→ Work task: Return the lines below exactly, from the first one through the line that has "2. Default –". Leave out everything after it.

=== Begin Enclosure ===

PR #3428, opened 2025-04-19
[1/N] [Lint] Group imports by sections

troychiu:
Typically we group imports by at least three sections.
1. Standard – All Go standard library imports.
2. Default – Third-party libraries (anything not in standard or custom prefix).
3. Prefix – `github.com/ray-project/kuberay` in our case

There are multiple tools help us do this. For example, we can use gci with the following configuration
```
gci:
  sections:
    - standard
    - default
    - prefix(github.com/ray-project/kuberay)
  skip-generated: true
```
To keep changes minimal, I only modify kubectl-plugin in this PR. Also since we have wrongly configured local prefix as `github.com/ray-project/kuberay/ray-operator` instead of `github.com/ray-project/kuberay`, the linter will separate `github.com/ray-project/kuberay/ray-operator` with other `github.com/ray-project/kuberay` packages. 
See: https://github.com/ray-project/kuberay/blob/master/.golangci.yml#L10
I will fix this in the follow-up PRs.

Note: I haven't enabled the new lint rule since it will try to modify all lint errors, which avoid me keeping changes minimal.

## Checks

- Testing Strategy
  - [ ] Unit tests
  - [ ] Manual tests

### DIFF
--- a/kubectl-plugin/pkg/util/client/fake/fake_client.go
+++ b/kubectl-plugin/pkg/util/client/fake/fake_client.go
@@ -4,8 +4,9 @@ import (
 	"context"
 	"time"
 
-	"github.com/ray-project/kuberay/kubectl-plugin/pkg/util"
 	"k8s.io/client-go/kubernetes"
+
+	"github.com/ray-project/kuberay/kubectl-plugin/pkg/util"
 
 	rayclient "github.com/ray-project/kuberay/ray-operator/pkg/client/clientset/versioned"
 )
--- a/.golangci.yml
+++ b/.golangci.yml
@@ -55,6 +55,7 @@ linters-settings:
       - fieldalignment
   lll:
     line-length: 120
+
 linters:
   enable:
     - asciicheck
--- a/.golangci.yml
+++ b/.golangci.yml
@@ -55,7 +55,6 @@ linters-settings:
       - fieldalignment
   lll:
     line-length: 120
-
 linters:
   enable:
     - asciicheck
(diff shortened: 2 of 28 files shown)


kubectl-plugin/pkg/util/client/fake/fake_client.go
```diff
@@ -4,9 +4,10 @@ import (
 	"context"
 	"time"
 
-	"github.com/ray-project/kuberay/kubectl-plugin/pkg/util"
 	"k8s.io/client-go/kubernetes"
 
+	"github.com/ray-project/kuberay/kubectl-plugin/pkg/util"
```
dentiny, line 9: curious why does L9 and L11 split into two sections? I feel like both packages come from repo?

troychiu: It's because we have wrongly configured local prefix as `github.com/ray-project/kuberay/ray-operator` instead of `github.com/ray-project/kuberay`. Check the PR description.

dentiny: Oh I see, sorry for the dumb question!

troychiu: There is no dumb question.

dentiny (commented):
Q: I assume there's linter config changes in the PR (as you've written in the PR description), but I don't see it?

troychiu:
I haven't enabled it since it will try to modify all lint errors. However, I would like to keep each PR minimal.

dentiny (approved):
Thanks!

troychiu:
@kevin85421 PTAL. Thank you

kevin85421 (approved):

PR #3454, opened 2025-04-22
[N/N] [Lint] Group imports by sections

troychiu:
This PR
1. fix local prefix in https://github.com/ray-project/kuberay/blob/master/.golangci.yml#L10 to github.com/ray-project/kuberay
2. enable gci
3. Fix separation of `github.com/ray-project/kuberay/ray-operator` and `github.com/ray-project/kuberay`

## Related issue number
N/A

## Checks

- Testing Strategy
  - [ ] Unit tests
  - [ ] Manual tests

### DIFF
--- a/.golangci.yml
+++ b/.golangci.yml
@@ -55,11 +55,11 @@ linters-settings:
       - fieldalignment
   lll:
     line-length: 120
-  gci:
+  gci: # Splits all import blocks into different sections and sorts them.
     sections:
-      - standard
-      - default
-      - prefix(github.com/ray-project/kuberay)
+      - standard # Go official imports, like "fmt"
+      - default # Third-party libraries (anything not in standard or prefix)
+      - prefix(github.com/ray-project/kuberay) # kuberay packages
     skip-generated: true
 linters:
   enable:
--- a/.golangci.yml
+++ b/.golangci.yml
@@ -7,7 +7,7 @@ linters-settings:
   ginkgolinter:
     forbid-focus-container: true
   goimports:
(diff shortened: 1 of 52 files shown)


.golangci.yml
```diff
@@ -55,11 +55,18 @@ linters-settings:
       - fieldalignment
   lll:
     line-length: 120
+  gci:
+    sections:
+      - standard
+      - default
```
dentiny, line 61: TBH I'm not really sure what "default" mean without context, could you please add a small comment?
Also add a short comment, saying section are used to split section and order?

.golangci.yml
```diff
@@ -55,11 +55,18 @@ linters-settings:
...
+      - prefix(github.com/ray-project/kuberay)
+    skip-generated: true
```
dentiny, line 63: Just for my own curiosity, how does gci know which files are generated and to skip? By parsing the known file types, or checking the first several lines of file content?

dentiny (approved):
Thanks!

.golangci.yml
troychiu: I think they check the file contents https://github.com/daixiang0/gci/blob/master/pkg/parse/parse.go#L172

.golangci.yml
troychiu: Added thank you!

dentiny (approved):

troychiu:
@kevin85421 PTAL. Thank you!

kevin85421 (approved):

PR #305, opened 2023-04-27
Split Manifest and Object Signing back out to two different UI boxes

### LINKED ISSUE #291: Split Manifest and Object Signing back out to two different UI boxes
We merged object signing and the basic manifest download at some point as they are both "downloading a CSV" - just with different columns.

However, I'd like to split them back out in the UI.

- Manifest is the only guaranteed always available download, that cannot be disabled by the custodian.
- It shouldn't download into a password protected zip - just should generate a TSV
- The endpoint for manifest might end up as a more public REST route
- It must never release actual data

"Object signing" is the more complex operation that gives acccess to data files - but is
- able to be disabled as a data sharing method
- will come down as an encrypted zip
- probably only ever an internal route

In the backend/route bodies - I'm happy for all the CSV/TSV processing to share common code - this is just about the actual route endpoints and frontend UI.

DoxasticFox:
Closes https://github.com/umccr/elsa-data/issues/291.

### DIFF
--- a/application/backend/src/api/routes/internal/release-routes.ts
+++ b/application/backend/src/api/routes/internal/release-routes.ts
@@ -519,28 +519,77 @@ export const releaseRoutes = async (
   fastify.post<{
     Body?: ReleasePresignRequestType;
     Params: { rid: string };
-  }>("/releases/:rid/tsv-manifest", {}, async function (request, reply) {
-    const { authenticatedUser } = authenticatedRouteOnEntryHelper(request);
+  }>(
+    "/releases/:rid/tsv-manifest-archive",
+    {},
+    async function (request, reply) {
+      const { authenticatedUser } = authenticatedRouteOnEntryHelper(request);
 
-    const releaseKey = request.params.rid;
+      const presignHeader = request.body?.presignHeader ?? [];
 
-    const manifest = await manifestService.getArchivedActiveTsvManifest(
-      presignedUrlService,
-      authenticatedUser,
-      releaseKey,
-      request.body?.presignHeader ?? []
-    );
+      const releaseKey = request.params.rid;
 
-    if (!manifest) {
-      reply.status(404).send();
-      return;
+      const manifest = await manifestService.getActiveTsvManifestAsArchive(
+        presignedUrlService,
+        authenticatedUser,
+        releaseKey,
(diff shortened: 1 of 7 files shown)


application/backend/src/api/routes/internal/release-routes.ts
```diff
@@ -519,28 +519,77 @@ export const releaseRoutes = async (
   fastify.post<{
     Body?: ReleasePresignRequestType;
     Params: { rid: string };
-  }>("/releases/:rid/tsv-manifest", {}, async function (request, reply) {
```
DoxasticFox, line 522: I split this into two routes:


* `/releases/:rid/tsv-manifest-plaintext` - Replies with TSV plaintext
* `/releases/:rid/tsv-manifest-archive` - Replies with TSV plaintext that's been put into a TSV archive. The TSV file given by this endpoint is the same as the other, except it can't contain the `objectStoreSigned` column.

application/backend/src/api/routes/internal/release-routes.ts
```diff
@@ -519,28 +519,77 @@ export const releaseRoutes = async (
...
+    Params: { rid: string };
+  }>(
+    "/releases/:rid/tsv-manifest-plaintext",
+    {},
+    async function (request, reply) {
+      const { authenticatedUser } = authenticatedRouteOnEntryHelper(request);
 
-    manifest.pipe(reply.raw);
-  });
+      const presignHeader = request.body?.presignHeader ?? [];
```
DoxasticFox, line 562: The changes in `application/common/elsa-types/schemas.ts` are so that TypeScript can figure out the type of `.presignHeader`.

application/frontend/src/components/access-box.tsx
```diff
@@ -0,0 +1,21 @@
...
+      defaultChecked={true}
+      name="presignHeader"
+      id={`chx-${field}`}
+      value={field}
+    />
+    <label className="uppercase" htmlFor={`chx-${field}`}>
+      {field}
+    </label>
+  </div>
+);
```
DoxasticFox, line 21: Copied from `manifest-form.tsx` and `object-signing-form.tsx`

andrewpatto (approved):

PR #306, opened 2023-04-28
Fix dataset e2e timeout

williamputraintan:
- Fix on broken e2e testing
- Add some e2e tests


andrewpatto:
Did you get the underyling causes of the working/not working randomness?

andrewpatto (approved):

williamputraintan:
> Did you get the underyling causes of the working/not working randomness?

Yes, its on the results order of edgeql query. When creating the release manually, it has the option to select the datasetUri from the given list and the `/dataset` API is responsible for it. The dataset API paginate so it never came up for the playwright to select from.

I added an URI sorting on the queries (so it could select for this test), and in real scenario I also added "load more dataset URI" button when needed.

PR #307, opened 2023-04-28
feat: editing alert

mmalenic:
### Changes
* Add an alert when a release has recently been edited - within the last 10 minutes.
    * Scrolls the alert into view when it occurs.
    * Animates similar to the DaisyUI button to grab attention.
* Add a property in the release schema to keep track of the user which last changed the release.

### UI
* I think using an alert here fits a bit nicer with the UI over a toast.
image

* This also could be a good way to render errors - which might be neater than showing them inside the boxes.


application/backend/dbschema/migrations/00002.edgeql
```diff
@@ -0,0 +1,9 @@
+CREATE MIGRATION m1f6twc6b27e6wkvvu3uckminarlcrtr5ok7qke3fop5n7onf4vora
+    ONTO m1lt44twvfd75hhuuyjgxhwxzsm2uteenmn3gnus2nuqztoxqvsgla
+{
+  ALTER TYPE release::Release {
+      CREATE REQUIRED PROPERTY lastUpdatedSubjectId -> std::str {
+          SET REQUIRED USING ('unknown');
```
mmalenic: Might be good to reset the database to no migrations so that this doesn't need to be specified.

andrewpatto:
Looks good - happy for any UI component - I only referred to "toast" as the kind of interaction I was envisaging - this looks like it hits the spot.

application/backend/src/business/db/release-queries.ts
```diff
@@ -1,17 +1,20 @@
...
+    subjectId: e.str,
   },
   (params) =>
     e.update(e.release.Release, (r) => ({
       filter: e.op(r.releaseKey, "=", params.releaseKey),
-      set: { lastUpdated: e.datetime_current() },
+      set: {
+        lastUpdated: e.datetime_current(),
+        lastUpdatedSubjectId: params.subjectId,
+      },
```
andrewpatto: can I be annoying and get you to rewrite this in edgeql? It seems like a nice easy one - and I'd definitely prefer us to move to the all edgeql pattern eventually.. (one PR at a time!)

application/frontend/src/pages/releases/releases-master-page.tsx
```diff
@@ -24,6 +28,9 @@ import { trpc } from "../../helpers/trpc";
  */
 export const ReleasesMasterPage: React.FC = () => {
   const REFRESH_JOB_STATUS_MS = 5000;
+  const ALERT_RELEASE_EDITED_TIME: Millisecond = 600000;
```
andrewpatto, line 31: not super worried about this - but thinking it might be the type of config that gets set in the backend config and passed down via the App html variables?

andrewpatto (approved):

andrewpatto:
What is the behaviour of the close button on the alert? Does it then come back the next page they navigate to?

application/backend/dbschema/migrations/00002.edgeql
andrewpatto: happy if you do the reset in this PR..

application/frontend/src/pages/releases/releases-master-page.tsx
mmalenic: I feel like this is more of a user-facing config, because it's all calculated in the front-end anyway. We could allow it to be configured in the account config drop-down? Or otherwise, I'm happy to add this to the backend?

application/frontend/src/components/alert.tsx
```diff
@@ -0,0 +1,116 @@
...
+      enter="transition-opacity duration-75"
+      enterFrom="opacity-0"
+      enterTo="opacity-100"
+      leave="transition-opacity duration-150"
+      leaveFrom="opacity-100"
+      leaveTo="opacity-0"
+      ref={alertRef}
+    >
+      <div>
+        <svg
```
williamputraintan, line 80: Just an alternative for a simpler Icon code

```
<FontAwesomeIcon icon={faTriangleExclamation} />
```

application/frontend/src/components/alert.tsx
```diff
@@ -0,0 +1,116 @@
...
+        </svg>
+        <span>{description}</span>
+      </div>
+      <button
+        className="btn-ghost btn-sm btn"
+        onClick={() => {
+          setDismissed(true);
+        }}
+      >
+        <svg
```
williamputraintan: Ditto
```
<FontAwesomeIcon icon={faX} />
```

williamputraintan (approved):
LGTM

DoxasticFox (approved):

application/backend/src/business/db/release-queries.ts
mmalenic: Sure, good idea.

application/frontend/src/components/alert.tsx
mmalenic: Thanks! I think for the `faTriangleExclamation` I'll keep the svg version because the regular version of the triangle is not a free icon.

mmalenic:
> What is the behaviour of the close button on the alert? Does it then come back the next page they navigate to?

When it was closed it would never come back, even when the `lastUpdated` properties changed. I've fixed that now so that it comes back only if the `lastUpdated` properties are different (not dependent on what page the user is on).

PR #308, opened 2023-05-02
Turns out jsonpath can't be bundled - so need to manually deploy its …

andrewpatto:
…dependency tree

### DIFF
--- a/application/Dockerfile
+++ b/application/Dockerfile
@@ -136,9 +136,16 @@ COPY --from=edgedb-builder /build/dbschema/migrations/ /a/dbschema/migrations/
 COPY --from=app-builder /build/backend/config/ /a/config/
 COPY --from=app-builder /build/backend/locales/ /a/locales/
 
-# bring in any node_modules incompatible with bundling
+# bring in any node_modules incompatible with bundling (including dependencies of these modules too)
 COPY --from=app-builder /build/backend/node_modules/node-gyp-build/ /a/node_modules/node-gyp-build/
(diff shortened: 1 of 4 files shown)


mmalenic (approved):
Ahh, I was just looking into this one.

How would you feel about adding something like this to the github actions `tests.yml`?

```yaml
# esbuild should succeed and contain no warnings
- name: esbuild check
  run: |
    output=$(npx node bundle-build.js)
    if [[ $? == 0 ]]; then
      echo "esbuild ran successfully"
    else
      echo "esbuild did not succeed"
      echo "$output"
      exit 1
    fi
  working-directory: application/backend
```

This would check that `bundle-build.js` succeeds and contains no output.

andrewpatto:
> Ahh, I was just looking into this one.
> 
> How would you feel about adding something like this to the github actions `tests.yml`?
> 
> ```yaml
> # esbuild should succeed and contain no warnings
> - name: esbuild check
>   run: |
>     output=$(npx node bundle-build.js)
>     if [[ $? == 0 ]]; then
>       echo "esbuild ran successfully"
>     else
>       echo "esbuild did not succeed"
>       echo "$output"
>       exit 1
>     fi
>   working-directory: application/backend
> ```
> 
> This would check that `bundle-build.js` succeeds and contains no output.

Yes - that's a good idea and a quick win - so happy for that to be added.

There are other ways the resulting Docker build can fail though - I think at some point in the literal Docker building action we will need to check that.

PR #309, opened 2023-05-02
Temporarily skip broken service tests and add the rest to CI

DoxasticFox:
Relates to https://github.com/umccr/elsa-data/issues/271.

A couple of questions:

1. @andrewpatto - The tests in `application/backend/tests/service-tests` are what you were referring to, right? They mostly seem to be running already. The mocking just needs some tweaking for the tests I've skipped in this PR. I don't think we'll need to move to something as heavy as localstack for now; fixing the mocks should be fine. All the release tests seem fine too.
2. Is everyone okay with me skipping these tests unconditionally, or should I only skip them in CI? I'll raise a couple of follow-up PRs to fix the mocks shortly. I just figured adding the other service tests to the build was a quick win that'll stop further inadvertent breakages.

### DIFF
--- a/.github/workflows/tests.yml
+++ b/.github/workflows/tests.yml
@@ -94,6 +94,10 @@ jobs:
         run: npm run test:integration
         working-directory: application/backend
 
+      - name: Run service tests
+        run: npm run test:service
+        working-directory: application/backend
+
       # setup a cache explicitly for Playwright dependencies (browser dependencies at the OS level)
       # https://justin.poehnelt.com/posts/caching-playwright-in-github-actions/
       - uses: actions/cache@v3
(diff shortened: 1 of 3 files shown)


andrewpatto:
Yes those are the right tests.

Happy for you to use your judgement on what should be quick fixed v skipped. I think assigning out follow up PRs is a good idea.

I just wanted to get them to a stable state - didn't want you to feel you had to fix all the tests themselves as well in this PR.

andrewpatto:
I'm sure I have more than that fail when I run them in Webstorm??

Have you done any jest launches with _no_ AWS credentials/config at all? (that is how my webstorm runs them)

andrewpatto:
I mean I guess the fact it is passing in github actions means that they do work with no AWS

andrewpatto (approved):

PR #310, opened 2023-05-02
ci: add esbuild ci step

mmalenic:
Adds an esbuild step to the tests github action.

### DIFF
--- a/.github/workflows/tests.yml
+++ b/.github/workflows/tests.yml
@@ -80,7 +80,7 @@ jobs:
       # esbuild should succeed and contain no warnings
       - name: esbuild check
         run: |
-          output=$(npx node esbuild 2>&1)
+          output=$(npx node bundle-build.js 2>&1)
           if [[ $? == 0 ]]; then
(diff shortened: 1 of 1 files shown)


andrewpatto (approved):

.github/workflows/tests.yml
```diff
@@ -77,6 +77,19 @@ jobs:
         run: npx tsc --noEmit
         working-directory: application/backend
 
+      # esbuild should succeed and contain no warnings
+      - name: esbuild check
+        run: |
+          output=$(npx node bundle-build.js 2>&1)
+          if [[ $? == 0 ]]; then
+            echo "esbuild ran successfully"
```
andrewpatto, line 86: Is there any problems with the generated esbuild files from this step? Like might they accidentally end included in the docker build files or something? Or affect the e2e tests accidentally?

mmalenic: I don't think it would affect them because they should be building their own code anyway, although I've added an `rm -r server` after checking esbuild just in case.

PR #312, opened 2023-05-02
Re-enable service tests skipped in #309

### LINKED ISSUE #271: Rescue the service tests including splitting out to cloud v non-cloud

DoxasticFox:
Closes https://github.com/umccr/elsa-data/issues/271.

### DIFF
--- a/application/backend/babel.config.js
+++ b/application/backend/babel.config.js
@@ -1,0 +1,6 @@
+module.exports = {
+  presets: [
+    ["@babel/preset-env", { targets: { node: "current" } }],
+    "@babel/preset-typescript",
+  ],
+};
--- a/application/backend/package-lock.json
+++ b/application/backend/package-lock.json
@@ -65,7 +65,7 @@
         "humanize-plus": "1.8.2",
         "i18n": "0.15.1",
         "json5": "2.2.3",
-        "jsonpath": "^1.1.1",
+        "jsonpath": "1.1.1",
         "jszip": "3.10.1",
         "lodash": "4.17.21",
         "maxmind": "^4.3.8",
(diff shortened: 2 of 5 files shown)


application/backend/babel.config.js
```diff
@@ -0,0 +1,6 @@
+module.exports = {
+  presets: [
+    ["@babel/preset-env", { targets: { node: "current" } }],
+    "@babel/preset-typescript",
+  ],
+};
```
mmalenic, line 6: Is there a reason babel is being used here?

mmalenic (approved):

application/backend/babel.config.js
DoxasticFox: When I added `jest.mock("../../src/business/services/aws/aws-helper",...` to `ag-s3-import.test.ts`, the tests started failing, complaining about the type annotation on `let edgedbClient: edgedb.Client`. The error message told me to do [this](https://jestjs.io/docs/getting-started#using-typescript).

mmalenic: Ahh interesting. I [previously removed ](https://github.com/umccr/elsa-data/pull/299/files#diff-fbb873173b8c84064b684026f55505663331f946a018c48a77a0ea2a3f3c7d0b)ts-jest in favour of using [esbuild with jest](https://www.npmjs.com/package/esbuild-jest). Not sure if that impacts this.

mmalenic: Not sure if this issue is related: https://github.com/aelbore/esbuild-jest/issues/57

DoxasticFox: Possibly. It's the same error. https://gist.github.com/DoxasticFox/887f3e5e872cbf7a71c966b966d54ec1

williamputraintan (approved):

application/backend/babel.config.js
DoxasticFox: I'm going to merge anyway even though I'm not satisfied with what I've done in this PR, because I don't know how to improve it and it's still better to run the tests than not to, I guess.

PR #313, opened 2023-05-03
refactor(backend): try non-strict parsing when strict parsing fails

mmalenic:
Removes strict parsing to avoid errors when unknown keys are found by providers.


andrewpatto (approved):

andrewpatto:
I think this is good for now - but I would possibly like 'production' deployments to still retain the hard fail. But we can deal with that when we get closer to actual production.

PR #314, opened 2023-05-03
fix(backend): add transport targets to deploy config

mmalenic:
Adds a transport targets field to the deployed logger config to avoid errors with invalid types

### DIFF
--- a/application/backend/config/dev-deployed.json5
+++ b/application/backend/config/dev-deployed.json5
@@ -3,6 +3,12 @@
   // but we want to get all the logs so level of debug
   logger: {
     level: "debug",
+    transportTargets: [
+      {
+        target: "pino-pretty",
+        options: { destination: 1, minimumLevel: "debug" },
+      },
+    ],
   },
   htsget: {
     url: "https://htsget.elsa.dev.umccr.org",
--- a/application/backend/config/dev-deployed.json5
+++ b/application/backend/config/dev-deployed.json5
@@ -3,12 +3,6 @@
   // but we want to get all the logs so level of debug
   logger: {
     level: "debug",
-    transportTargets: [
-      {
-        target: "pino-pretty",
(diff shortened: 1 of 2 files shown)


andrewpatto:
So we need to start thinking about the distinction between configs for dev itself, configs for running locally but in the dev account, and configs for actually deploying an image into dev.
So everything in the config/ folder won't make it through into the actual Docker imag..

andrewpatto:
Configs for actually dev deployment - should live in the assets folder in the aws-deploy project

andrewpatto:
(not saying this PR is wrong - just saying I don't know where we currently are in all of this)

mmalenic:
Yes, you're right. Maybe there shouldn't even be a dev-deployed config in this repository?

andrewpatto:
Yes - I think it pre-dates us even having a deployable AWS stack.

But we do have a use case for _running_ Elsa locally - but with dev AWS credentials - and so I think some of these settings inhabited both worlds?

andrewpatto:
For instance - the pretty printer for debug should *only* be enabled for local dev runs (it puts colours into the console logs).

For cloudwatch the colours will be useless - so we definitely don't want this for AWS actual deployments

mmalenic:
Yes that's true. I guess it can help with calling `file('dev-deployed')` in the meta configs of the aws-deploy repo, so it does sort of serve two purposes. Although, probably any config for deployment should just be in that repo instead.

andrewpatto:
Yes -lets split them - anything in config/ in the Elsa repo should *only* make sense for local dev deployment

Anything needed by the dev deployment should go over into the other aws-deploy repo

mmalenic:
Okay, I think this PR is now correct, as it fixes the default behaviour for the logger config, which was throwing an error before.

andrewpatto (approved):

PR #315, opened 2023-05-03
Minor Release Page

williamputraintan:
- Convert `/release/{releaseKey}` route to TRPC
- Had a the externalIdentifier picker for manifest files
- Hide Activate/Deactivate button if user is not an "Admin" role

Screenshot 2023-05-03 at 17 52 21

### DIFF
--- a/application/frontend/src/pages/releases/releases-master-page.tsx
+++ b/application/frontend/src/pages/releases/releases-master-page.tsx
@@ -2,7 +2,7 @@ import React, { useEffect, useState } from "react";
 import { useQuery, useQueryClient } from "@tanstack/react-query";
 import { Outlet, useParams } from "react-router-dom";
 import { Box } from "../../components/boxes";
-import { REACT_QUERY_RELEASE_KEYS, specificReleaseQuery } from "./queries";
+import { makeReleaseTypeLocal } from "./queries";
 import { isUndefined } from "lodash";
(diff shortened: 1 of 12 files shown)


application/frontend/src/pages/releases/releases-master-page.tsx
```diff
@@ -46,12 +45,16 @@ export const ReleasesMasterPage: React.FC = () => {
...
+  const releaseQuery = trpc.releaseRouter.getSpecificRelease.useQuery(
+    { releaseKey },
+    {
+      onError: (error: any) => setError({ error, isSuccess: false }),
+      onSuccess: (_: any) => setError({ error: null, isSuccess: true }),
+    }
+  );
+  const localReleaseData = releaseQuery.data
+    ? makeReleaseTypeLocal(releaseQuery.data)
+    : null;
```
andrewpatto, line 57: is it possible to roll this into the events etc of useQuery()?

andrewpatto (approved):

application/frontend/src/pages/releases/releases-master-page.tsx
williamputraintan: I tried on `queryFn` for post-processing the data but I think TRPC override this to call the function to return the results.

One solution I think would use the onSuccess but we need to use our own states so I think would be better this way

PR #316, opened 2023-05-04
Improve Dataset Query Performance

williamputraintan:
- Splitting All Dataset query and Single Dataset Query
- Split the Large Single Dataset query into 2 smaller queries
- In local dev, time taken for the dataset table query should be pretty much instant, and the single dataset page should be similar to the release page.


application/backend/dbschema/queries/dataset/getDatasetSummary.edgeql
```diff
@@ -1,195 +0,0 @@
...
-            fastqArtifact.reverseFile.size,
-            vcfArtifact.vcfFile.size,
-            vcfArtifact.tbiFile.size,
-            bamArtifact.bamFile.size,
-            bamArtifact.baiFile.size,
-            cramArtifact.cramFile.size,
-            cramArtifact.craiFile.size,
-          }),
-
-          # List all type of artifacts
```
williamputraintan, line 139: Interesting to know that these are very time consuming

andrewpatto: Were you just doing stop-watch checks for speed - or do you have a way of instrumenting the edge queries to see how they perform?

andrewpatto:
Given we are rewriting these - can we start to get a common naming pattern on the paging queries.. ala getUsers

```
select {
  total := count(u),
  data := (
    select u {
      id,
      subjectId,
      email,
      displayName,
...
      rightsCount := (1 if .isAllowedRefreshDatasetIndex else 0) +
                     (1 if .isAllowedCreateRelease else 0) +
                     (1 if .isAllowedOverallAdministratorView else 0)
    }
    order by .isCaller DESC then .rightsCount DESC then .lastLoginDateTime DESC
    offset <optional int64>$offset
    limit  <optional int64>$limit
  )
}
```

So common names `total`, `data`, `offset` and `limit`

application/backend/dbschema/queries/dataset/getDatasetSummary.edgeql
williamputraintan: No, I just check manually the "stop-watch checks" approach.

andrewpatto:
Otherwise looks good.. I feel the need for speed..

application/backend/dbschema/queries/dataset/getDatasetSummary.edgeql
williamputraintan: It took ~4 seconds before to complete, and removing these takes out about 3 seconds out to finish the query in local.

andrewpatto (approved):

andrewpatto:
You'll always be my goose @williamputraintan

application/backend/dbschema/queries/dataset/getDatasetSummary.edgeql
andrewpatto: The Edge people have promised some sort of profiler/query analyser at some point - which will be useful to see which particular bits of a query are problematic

=== End Enclosure ===

→ Output for this exercise:
PR #3428, opened 2025-04-19
[1/N] [Lint] Group imports by sections

troychiu:
Typically we group imports by at least three sections.
1. Standard – All Go standard library imports.
2. Default – Third-party libraries (anything not in standard or custom prefix).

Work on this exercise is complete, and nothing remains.